◆ **Work request**: Restate the entries below word for word, omitting nothing.

(Data records)
__________
PR #5773, opened 2022-08-15
[opengl] Fix target device for opengl aot

ailzhang:
* #5775
* #5774
* __->__ #5773

Note we used to generate invalid spirv shaders during opengl aot and
failed to run spirv-opt passes. But it only generated a warning instead
of an error so we didn't catch this in tests.

This was the second bug triggered by invalid spirv shaders. We
probably should just throw when spirv-opt fails. Alternatively we can
run spirv-val separately if we really want to ignore spirv-opt failures.

Note we don't properly handle gles target device yet, will do that in a
followup PR.

### DIFF
--- a/taichi/aot/module_loader.h
+++ b/taichi/aot/module_loader.h
@@ -117,7 +117,7 @@ class TargetDevice : public Device {
   }
 
   void set_default_caps(Arch arch) {
-    if (arch == Arch::vulkan) {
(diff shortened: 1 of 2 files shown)


PENGUINLIONG (approved):
lgtm. i'm kinda surprised it doesn't cost you any hack to use spirv 1.3 shaders to xcompile to opengl

PR #5778, opened 2022-08-15
[ci] Skip C++ tests on macOS + CPU

feisuzhu:
Related issue = #

### DIFF
--- a/.github/workflows/release.yml
+++ b/.github/workflows/release.yml
@@ -250,6 +250,7 @@ jobs:
         run: .github/workflows/scripts/unix_test.sh
         env:
           TI_WANTED_ARCHS: 'cpu'
+          TI_SKIP_CPP_TESTS: Disabled because Vulkan is supported but not working on buildbot4
 
   build_and_test_m1:
     name: Build and Upload (Apple M1)


.github/workflows/release.yml
```diff
@@ -250,6 +250,7 @@ jobs:
         run: .github/workflows/scripts/unix_test.sh
         env:
           TI_WANTED_ARCHS: 'cpu'
+          TI_SKIP_CPP_TESTS: Disabled because Vulkan is supported but not working on buildbot4
```
ailzhang, line 253: hmmm I thought this was guarded by https://github.com/taichi-dev/taichi/blob/master/tests/cpp/aot/vulkan/aot_save_load_test.cpp#L220? Is there any particular reason that we want to disable it explicitly?

feisuzhu: 1. On buildbot4 vulkan IS available but if you use it wherever it will crash.
2. Nightly builds are currently broken because of this.

feisuzhu: This is a temporary workaround and I'll try fix it by https://github.com/taichi-dev/taichi/issues/5544

ailzhang (approved):
Thanks！

Issue #5662, opened 2022-08-07
[RFC] Argument pack API


bobcao3:
Similar to how we currently declare arguments for kernels in Taichi CGraph, we can use something similar for the regular kernel launch (with some additions). This API can be used to simplify kernel arguments and passing of resource for larger production projects, such as a raytracer or a production level PBD simulator.

The idea is that the user can create "argument templates", and "argument packs" that instantiates a template (or construct one implicitly by its content). When launching kernels, the argument templates can be used as the argument type, and the kernel should be able to access its members using subscript or `.member`

In addition, we should support cascading argument packs just like structs in C, and we should let the ordinary kernel arguments syntax be an implicit argument pack. This way we get a consistent semantics for all arguments.

Here is an example:
```python
# Create templates
view_params_tmpl = ti.types.argpack({ view_mtx : ti.mat4, proj_mtx : ti.mat4, far : ti.f32 })
scene_data_tmpl = ti.types.argpack({ n_objects : ti.i32, verticies : ti.types.resource_heap(ti.ndarray(...), dynamic_size=True), textures : ti.types.resource_heap(ti.types.texture(2), dynamic_size=True) })

# Instantiate packs
view_params = view_params_tmpl(view_mtx, ...)
textures = ti.arg_array()
textures.append(...)

...
scene_data = scene_data_tmpl(n_objects, verticies, textures)

renderA(view_params, scene_data, 2.0) # -> creates implicit argpack and its template { view_params :  view_params_tmpl, scene_data : scene_data_tmpl, c : ti.f32 }
renderB(scene_data) # -> always creates implicit argpack for kernel arguments { scene_data : scene_data_tmpl }
```

bobcao3:
I think we can approach this in steps. First step is to support basic argpacks without nesting and resource heaps. Second step is to support resource heap, and the third step would be to support nesting and implicit argument templates

listerily:
Argument pack is implemented in these Pull Requests. 

* #8273
* #8267
* #8266
* #8265
* #8264
* #8263
* #8262
* #8259
* #8257
* #8256
* #8255
* #8241
* #8240
* #8178
* #8176
* #8216
* #8204

However, this requirement is not implemented yet.
> All parameters of a kernel will be implicitly constructed as an ArgPack; same for return values

listerily:
Should we mark Argument Pack is completed, ignoring this requirement?

> All parameters of a kernel will be implicitly constructed as an ArgPack; same for return values

[...]

PR #6626, opened 2022-11-16
[refactor] Simplify callback logic for torch & paddle args

ailzhang:
related: #5662

We need runtime arg handling to be more modular to prepare for struct args. Will send a few refactor PRs on top of this one.

### DIFF
--- a/python/taichi/lang/kernel_impl.py
+++ b/python/taichi/lang/kernel_impl.py
@@ -588,64 +588,6 @@ class Kernel:
             taichi_kernel)
         self.compiled_kernels[key] = taichi_kernel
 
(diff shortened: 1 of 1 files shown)


lin-hitonami (commented):
Why do we need to inline those functions into `get_function_body`? `get_function_body` is long enough, and writing functions that is too long is not a good coding style. We should split it into shorter functions if it is possible.

ailzhang:
@lin-hitonami Yup exactly, I plan to move the entire arg handling logic out of get_function_body but would like to do that in small steps :D

lin-hitonami (approved):
LGTM

PR #6638, opened 2022-11-17
[ci] Revert "[Lang] [ci] Remove element shape and element dim in unit tests"

turbo0628:
Reverts taichi-dev/taichi#6620


ailzhang (approved):
Thanks!

PR #6641, opened 2022-11-17
[ci] Adaptively laying off test workers on CUDA OOM, 2nd try

feisuzhu:
Issue: #

### Brief Summary

Actual `pytest-xdist` fix: https://github.com/taichi-dev/pytest-xdist/commit/e3e1ccf5178ff53e5c9fa01adea18a2019cb764d

nothing is changed compared to last PR except the git commit hash in `requirements_test.txt`


ailzhang (approved):
Thanks!

PR #6643, opened 2022-11-17
[Lang] [ci] Clean element shape in tests

turbo0628:
Issue: #6572 

* Re-open #6620 which unexpectedly broke difftaichi and other user codes.


ailzhang (approved):
Thanks!

PR #6645, opened 2022-11-17
[bug] Add a mutex to protect counters_map in Statistics

### LINKED ISSUE #6644: Flaky test on M1: double free
**Describe the bug**
The following code fails on M1 from time to time.
```
import taichi as ti
ti.init(ti.cpu)

N = 1024 * 100

@ti.kernel
def reduce() -> ti.f32:
  res = 0.
  for _ in range(N):
    res += 0.2
  return res

res = reduce()

ground_truth = N * 0.2
print(res, ground_truth)
```
```
python(15557,0x170877000) malloc: Double free of object 0x1254c1210
python(15557,0x170877000) malloc: *** set a breakpoint in malloc_error_break to debug

```

lin-hitonami:
Issue: fixes #6644

### DIFF
--- a/taichi/util/statistics.cpp
+++ b/taichi/util/statistics.cpp
@@ -5,6 +5,7 @@ namespace taichi {
 Statistics stat;
 
 void Statistics::add(std::string key, Statistics::value_type value) {
+  std::lock_guard<std::mutex> _(counters_map_mutex);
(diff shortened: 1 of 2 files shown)


ailzhang (approved):
Thanks!

PR #6648, opened 2022-11-17
[doc] Update prebuilt llvm15 links in dev install doc

ailzhang:
Issue: #6447 

### Brief Summary
Updating links in dev install doc. 

Nit: we still depend on clang-10/clang-11 to produce runtime.bc files and that part will be updated once those are cleaned up.


jim19930609 (approved):
LGTM!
__________
◆ **Task output**:
PR #5773, opened 2022-08-15
[opengl] Fix target device for opengl aot

ailzhang:
* #5775
* #5774
* __->__ #5773

Note we used to generate invalid spirv shaders during opengl aot and
failed to run spirv-opt passes. But it only generated a warning instead
of an error so we didn't catch this in tests.

This was the second bug triggered by invalid spirv shaders. We
probably should just throw when spirv-opt fails. Alternatively we can
run spirv-val separately if we really want to ignore spirv-opt failures.

Note we don't properly handle gles target device yet, will do that in a
followup PR.

### DIFF
--- a/taichi/aot/module_loader.h
+++ b/taichi/aot/module_loader.h
@@ -117,7 +117,7 @@ class TargetDevice : public Device {
   }
 
   void set_default_caps(Arch arch) {
-    if (arch == Arch::vulkan) {
(diff shortened: 1 of 2 files shown)


PENGUINLIONG (approved):
lgtm. i'm kinda surprised it doesn't cost you any hack to use spirv 1.3 shaders to xcompile to opengl

PR #5778, opened 2022-08-15
[ci] Skip C++ tests on macOS + CPU

feisuzhu:
Related issue = #

### DIFF
--- a/.github/workflows/release.yml
+++ b/.github/workflows/release.yml
@@ -250,6 +250,7 @@ jobs:
         run: .github/workflows/scripts/unix_test.sh
         env:
           TI_WANTED_ARCHS: 'cpu'
+          TI_SKIP_CPP_TESTS: Disabled because Vulkan is supported but not working on buildbot4
 
   build_and_test_m1:
     name: Build and Upload (Apple M1)


.github/workflows/release.yml
```diff
@@ -250,6 +250,7 @@ jobs:
         run: .github/workflows/scripts/unix_test.sh
         env:
           TI_WANTED_ARCHS: 'cpu'
+          TI_SKIP_CPP_TESTS: Disabled because Vulkan is supported but not working on buildbot4
```
ailzhang, line 253: hmmm I thought this was guarded by https://github.com/taichi-dev/taichi/blob/master/tests/cpp/aot/vulkan/aot_save_load_test.cpp#L220? Is there any particular reason that we want to disable it explicitly?

feisuzhu: 1. On buildbot4 vulkan IS available but if you use it wherever it will crash.
2. Nightly builds are currently broken because of this.

feisuzhu: This is a temporary workaround and I'll try fix it by https://github.com/taichi-dev/taichi/issues/5544

ailzhang (approved):
Thanks！

Issue #5662, opened 2022-08-07
[RFC] Argument pack API


bobcao3:
Similar to how we currently declare arguments for kernels in Taichi CGraph, we can use something similar for the regular kernel launch (with some additions). This API can be used to simplify kernel arguments and passing of resource for larger production projects, such as a raytracer or a production level PBD simulator.

The idea is that the user can create "argument templates", and "argument packs" that instantiates a template (or construct one implicitly by its content). When launching kernels, the argument templates can be used as the argument type, and the kernel should be able to access its members using subscript or `.member`

In addition, we should support cascading argument packs just like structs in C, and we should let the ordinary kernel arguments syntax be an implicit argument pack. This way we get a consistent semantics for all arguments.

Here is an example:
```python
# Create templates
view_params_tmpl = ti.types.argpack({ view_mtx : ti.mat4, proj_mtx : ti.mat4, far : ti.f32 })
scene_data_tmpl = ti.types.argpack({ n_objects : ti.i32, verticies : ti.types.resource_heap(ti.ndarray(...), dynamic_size=True), textures : ti.types.resource_heap(ti.types.texture(2), dynamic_size=True) })

# Instantiate packs
view_params = view_params_tmpl(view_mtx, ...)
textures = ti.arg_array()
textures.append(...)

...
scene_data = scene_data_tmpl(n_objects, verticies, textures)

renderA(view_params, scene_data, 2.0) # -> creates implicit argpack and its template { view_params :  view_params_tmpl, scene_data : scene_data_tmpl, c : ti.f32 }
renderB(scene_data) # -> always creates implicit argpack for kernel arguments { scene_data : scene_data_tmpl }
```

bobcao3:
I think we can approach this in steps. First step is to support basic argpacks without nesting and resource heaps. Second step is to support resource heap, and the third step would be to support nesting and implicit argument templates

listerily:
Argument pack is implemented in these Pull Requests. 

* #8273
* #8267
* #8266
* #8265
* #8264
* #8263
* #8262
* #8259
* #8257
* #8256
* #8255
* #8241
* #8240
* #8178
* #8176
* #8216
* #8204

However, this requirement is not implemented yet.
> All parameters of a kernel will be implicitly constructed as an ArgPack; same for return values

listerily:
Should we mark Argument Pack is completed, ignoring this requirement?

> All parameters of a kernel will be implicitly constructed as an ArgPack; same for return values

[...]

PR #6626, opened 2022-11-16
[refactor] Simplify callback logic for torch & paddle args

ailzhang:
related: #5662

We need runtime arg handling to be more modular to prepare for struct args. Will send a few refactor PRs on top of this one.

### DIFF
--- a/python/taichi/lang/kernel_impl.py
+++ b/python/taichi/lang/kernel_impl.py
@@ -588,64 +588,6 @@ class Kernel:
             taichi_kernel)
         self.compiled_kernels[key] = taichi_kernel
 
(diff shortened: 1 of 1 files shown)


lin-hitonami (commented):
Why do we need to inline those functions into `get_function_body`? `get_function_body` is long enough, and writing functions that is too long is not a good coding style. We should split it into shorter functions if it is possible.

ailzhang:
@lin-hitonami Yup exactly, I plan to move the entire arg handling logic out of get_function_body but would like to do that in small steps :D

lin-hitonami (approved):
LGTM

PR #6638, opened 2022-11-17
[ci] Revert "[Lang] [ci] Remove element shape and element dim in unit tests"

turbo0628:
Reverts taichi-dev/taichi#6620


ailzhang (approved):
Thanks!

PR #6641, opened 2022-11-17
[ci] Adaptively laying off test workers on CUDA OOM, 2nd try

feisuzhu:
Issue: #

### Brief Summary

Actual `pytest-xdist` fix: https://github.com/taichi-dev/pytest-xdist/commit/e3e1ccf5178ff53e5c9fa01adea18a2019cb764d

nothing is changed compared to last PR except the git commit hash in `requirements_test.txt`


ailzhang (approved):
Thanks!

PR #6643, opened 2022-11-17
[Lang] [ci] Clean element shape in tests

turbo0628:
Issue: #6572 

* Re-open #6620 which unexpectedly broke difftaichi and other user codes.


ailzhang (approved):
Thanks!

PR #6645, opened 2022-11-17
[bug] Add a mutex to protect counters_map in Statistics

### LINKED ISSUE #6644: Flaky test on M1: double free
**Describe the bug**
The following code fails on M1 from time to time.
```
import taichi as ti
ti.init(ti.cpu)

N = 1024 * 100

@ti.kernel
def reduce() -> ti.f32:
  res = 0.
  for _ in range(N):
    res += 0.2
  return res

res = reduce()

ground_truth = N * 0.2
print(res, ground_truth)
```
```
python(15557,0x170877000) malloc: Double free of object 0x1254c1210
python(15557,0x170877000) malloc: *** set a breakpoint in malloc_error_break to debug

```

lin-hitonami:
Issue: fixes #6644

### DIFF
--- a/taichi/util/statistics.cpp
+++ b/taichi/util/statistics.cpp
@@ -5,6 +5,7 @@ namespace taichi {
 Statistics stat;
 
 void Statistics::add(std::string key, Statistics::value_type value) {
+  std::lock_guard<std::mutex> _(counters_map_mutex);
(diff shortened: 1 of 2 files shown)


ailzhang (approved):
Thanks!

PR #6648, opened 2022-11-17
[doc] Update prebuilt llvm15 links in dev install doc

ailzhang:
Issue: #6447 

### Brief Summary
Updating links in dev install doc. 

Nit: we still depend on clang-10/clang-11 to produce runtime.bc files and that part will be updated once those are cleaned up.


jim19930609 (approved):
LGTM!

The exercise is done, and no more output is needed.